The article is not Motor Sport's finest hour, to be honest, and contains some obvious errors: for example:
"Incredibly, the weight distribution of the Turbo SE is virtually the same as that of a rear-engined 911, with 59% over the rear axle."

Also, the 11 May edition of Autocar has a twin test of the same car, registered E868FJM, also calling it a 944 Turbo SE, testing it versus a 911 Clubsport.

So on the evidence so far, it looks as if some people in the press were told they should refer to the Silver Rose car as the "Turbo SE" but I can find no documentary evidence that the post Silver Rose 250T was ever know by Porsche as anything other than "Turbo".

Ref: Performance Car April 1988. They referred to it as such and stated that Porsche so-named it. I still have the magazine as it was pretty much the start of my real interest in 944s.

Simon
 
E868 FJM was indeed a Rose Silver M758. That was the press car and its the car tested against the Ferrari 328 in the article which I have referenced.

As an aside, the inaccurate naming may be down to Reading. If you contact the Porsche museum archive then theyll laugh if you ask about the 944 S2 SE, but we know that the car did indeed exist, and that it was a runout 'special' marketed by PCGB.

Whilst I believe that the 'SE' name is one of many things made up by owners long after the cars were current (others being the '968 tray' myth and the all electric seats myth etc), it is also possible that PCGB referred to the cars as such, in their marketing flounce. That said, the 1989 price list refers only to the car as a '944 Turbo', as does the owners manual.


Simon
 
In line with some of the comments/cars above, my 1990 Turbo SE has the big brakes and LSD, but not the crashy Koni suspension. So luckily not every 250 turbo was subjected to the MO30 set up when new.
 
Yes it's all a bit of a myth but it must have grown from somewhere. No-one will ever know the truth. I have the MY90 brochure and it only mentions "turbo". I have an MY90 turbo and the log book says only turbo. No mention of S or SE in any literature. I think that the "s" is on the log book for M758 cars as you could have a non "s" at that point and the "s" designated a pre-set package of upgrades over the standard model. There simply became no need for the "s" designation when the 250PS car was all that was available and it simply became just "turbo" again. For all intents and purposes you could say my car was an "s". It has the M030 option, CS wheels and no sunroof, however no "s" designation as it wasn't a "super" variant of another available model.
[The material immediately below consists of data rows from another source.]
PR #673, opened 2020-01-14
Experiment: Test on Python 3.8, on CI

huonw:
Does Python 3.8 work?


huonw:
Answer: no, Tensorflow doesn't support it and doesn't even try to run on it.

PR #680, opened 2020-01-15
Give nicer message for old NetworkX attribute on new StellarGraph

huonw:
The StellarGraph type no longer inherits from the `networkx.MultiGraph` or `networkx.MultiDiGraph` types. If a user updates to a new `stellargraph` version, they may have code like `some_stellargraph.successors` that accesses methods/properties on `StellarGraph` that were inherited from one of the networkx super-classes, which will stop working with the new code, giving a somewhat opaque error like:

```
AttributeError: 'StellarGraph' object has no attribute 'successors'
```

Fortunately, we can intercept the attribute look-up code path to put a more helpful addition into the error message:

```
AttributeError: 'StellarGraph' object has no attribute 'successors'. The 'StellarGraph' type no longer inherits from the NetworkX types: consider using one of its method, or, if that is not possible, the `.to_networkx()` conversion function.
```


stellargraph/core/graph.py
```diff
@@ -147,6 +147,34 @@ def __init__(
...
+                ) from None
+
+            # doesn't look like a NetworkX method so use the default error
+            raise
+        else:
+            # __getattr__ is only called for attribute accesses that don't exist,
+            # so the `__getattribute__` call should also fail, but, just in case it doesn't,
+            # let's not return None implicitly
+            raise AssertionError(
+                f"attribute '{item}' that was missing has magically appeared again"
```
kjun9: I'm thinking this should only happen when someone directly calls `graph.__getattr__('missing_field')` so the error message could talk about that instead if you want

huonw: I'm not sure I understand? Do you mean that this code path can only happen for a direct call like that? Or do you think that we should detect whether it's a direct call and only do this then? Or something else?

If the first one, that's not true, e.g. the test shows that `some_stellargraph.successors` takes this code path, and so would `getattr(some_stellargraph, "successors")`?

kjun9: Oops sorry I mean to say `graph.__getattr__('existing_field')`, and was referring to the code path that results in this message about "attribute that was missing has magically appeared again". 
```
>>> class A:
...   def __init__(self, x):
...     self.x = x
...   def __getattr__(self, item):
...     try:
...       super().__getattribute__(item)
...     except AttributeError as e:
...       print(e)
...       raise
...     else:
...       print("hmm")
...       raise
...
>>> a = A(1)
>>> a.x
1
>>> a.y
'A' object has no attribute 'y'
  File "<stdin>", line 6, in __getattr__
AttributeError: 'A' object has no attribute 'y'
>>> a.__getattr__('x')
hmm
  File "<stdin>", line 12, in __getattr__
RuntimeError: No active exception to reraise
>>>
```

huonw: Oh, I see. Yes, it seems this case isn't actually impossible...

Issue #677, opened 2020-01-14
RGCN demo results are typically much lower than checked in version


huonw:
**Describe the bug**
The RGCN demo notebook currently mentions an validation accuracy of 0.94:

https://github.com/stellargraph/stellargraph/blob/7689c1d16955db811085cc6ab9b1e6dc8cf84b98/demos/node-classification/rgcn/rgcn-aifb-node-classification-example.ipynb#L292-L294

However that does not seem easily reproducible, with validation accuracies closer to 0.4-0.6 on `develop` and even in the commit that landed the RGCN code:

| code | acc 0 | acc 1 | acc 2 | acc 3 |
|---|--:|--:|---:|---:|
|a2a2ef28|0.5|0.58|0.63|0.66|
|develop (13611b46651c453ceda48eb2e1b090e9f12b3da5)|0.36|0.38|0.47|0.53|

(Sorted validation accuracies as reported by 4 runs of the notebook on the relevant commit)

This could be related to #649.

**To Reproduce**
1. Open `demos/node-classification/rgcn/rgcn-aifb-node-classification-example.ipynb`
2. Run it
4. Observe the lower accuracy than the notebook in `develop`

**Expected behavior**
The checked-in notebook should be reproducible (or at least, a close result).

**Screenshots**
Training history with manual run in a2a2ef28:

![image](https://user-images.githubusercontent.com/1203825/72393134-1ecb3280-3786-11ea-9e5d-502a50962c50.png)

Training history of checked in notebook:

![image](https://user-images.githubusercontent.com/1203825/72393156-2e4a7b80-3786-11ea-9286-63a6fb0cf26b.png)

**Desktop (please complete the following information):**
 - OS: macOS

**Data used**
N/A

**Additional context**
N/A

kjun9:
Also encountered while doing https://github.com/stellargraph/stellargraph/pull/669 - getting tensorflow warnings during each epoch of training:
```
[...]

Issue #649, opened 2020-01-09
RGCN demo gives "Gradients do not exist for variables ['relational_graph_convolution_1/bases:0' ..." for every epoch


habiba-h:
### Description

The RGCN demo has tensorflow warnings about gradients not existing when training the model, e.g.

```
Epoch 1/20
WARNING:tensorflow:From /Users/wil9dw/.pyenv/versions/sg4/lib/python3.6/site-packages/tensorflow_core/python/ops/array_grad.py:502: _EagerTensorBase.cpu (from tensorflow.python.framework.ops) is deprecated and will be removed in a future version.
Instructions for updating:
Use tf.identity instead.
[...]

Issue #617, opened 2020-01-07
Establish an experimental/beta algorithm process


huonw:
### Description

In order to keep velocity high and friction low, we have the idea of landing algorithms and features as experimental or "beta", and then iterating for a little (e.g. improving the API, optimising speed and adding documentation/demos) before they graduate to be generally available.

If we're going to do this, we need an easy process to manage it and sure things don't get too stuck.

### Done Checklist

- [ ] Produced code for required functionality
- [ ] Tests written and coverage checked
- [ ] Code review performed
- [ ] Documentation on Google Docs  (if applicable)
- [ ] Documentation in repo
- [ ] Version number reflects new status
- [ ] CHANGELOG.md updated
- [ ] Team demo

huonw:
(This is a proposal comment, everything here is just my opinion and fully open for discussion.)

I think there's two parts of this:

- how to indicate an API is experimental /beta (technical)
- how to decide to promote an API to non-experimental/beta (social)

### Indicating experimental/beta status

I have three ideas for this:

1. a submodule like `stellargraph.experimental` or `stellargraph.beta` that contains various experimental algorithms similar to `tensorflow.experimental` ([1](https://www.tensorflow.org/api_docs/python/tf/experimental), [2](https://stackoverflow.com/questions/58333491/what-does-experimental-in-tensorflow-mean)), and could potentially be more fine-grained, e.g. `stellargraph.layer.experimental`, `stellargraph.mapper.experimental` (TF also has `tensorflow.keras.experimental`). An experimental improvement would initially land in that submodule/subfolder, and then is moved to the appropriate non-experimental module
2. having an attribute like `@experimental` or `@beta` that modifies the class or function (e.g. adding `This is experimental, and may change at any moment` to the docs)
3. have some sort of actual check, so that users get an exception if they try to use (or import?) an experimental feature without setting a flag of some sort, for instance, we might have a `stellargraph.allow_experimental()`/`stellargraph.allow_beta()` and/or check an environment variable like `STELLARGRAPH_ALLOW_BETA`, and require them to be called (or set) before importing an `experimental`/beta` module (for 1) or using an `@experimental`/`@beta` class/function (for 2), otherwise they through an exception 

These can be combined.

### Promotion

The process for promotion could probably be lightweight for now, e.g., a checklist like:

- [ ] Has some tests
- [ ] Has documentation for all classes, functions and their parameters
- [ ] Has a demo

We could potentially add other criteria, for instance:

[...]

PR #685, opened 2020-01-16
Add @experimental to mark functions and classes as experimental

huonw:
This adds a lightweight annotation that can be placed on a function, method or class to automatically adjusts the documentation to include a big warning at the top. The annotation requires a `reason=...` argument to be more specific about why something is experimental, and (optionally) takes a list of issue numbers to link in the `issues=...` argument.

https://external-builds.readthedocs.io/html/stellargraph/685/api.html#stellargraph.core.StellarGraph.adjacency_types

image

https://external-builds.readthedocs.io/html/stellargraph/685/api.html#module-stellargraph.layer.rgcn

image

This change also spells out a basic checklist for promoting something out of "experimental".

Finally, to serve as examples, the annotation is used on some `StellarGraph` methods, and also on the RGCN layers and generators (due to #649 and #677).

Why use an annotation? There's two basic approaches that we discussed on #617:

1. annotation (+ documentation)
2. `experimental` submodules (e.g. `stellargraph.layers.experimental`)

Despite some consensus on approach 2, this PR takes approach 1, because it can be applied to individual methods, require fewer changes and file movements than 2 (as code moves in and out of experimental-ness), and, even if we take approach 2, having this annotation to automatically fill out the docs would still be nice. =

However, approach 2 is more visible in code, as a reminder that things may break: for example, `from stellargraph.layers.experimental import RGCN`. The approach here relies on users noticing the annotation in the documentation.

See: #617

### DIFF
--- a/stellargraph/core/experimental.py
+++ b/stellargraph/core/experimental.py
@@ -1,0 +1,34 @@
+# -*- coding: utf-8 -*-
+#
+# Copyright 2018-2020 Data61, CSIRO
+#
+# Licensed under the Apache License, Version 2.0 (the "License");
+# you may not use this file except in compliance with the License.
+# You may obtain a copy of the License at
+#
+#   http://www.apache.org/licenses/LICENSE-2.0
+#
+# Unless required by applicable law or agreed to in writing, software
+# distributed under the License is distributed on an "AS IS" BASIS,
+# WITHOUT WARRANTIES OR CONDITIONS OF ANY KIND, either express or implied.
+# See the License for the specific language governing permissions and
+# limitations under the License.
+
+from textwrap import dedent
+
+
+def experimental(*, reason):
+    def decorator(decl):
+        # add warning at the start of the documentation
+        # <https://docutils.sourceforge.io/docs/ref/rst/directives.html#caution>
+        decl.__doc__ = f"""\
+.. warning::
+
+   ``{decl.__qualname__}`` is experimental: {reason}. It may be difficult to use and may have major
+   changes at any time.
+
+{dedent(decl.__doc__)}
+"""
+        return decl
+
+    return decorator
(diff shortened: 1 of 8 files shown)


stellargraph/core/experimental.py
```diff
@@ -0,0 +1,59 @@
...
+        decl.__doc__ = f"""\
+.. warning::
+
+   ``{decl.__qualname__}`` is experimental: {reason}{issue_text}. It may be difficult to use and 
+   may have major
+   changes at any time.
+
+{dedent(decl.__doc__)}
+"""
+        return decl
```
kjun9: > However, approach 2 is more visible in code, as a reminder that things may break: for example, from stellargraph.layers.experimental import RGCN. The approach here relies on users noticing the annotation in the documentation.

Could we also print the warning in code? Something along the lines of:
```python
def decorator(decl):
  msg = f"""``{decl.__qualname__}`` is experimental: ... """
  decl.__doc__ = ".. warning:: " + msg + dedent(decl.__doc__)
  def new_decl(*args, **kwargs):
    warnings.warn(msg)
    return decl(*args, **kwargs)
  return new_decl
```

huonw: That's not a bad idea, although I think there's a few considerations:

- it will mean that the user will always see the warning, even when they're sure it's ok, and it won't be easy to silence (I guess we could have it be a custom `class ExperimentalWarning(Warning)` so that `ignore::ExperimentalWarning` works)
- getting it right for classes may be slightly subtle, since I think it'll have to override `__init__` somehow (I think we can probably assume that there's no metaclasses and so nothing tricky with `__new__` or however that works...)

I can give it a go here, or do it in a future PR?

kjun9: I'm happy to land this as is, but whatever you prefer

huonw:
I realised that we should call out RGCN being experimental in the changelog, if we're going to talk about its addition.

stellargraph/core/experimental.py
huonw: I'll do it as a follow-up.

I think we would all agree this makes it worth a bit less in today's market which seems somewhat unfair? This is "s" precious disorder! I do have a factory bridge spoiler fitted though so the purist would identify it could not be an "s" anyway!

Too many people are "s" precious! They are all 250 turbo's at the end of the day whether they are an "s" or not and it would seem the presence of a sunroof or factory M030 is the only real difference. Not really any different from an early 220 which could have had sunroof delete or M030 added but would still just have been a turbo regardless.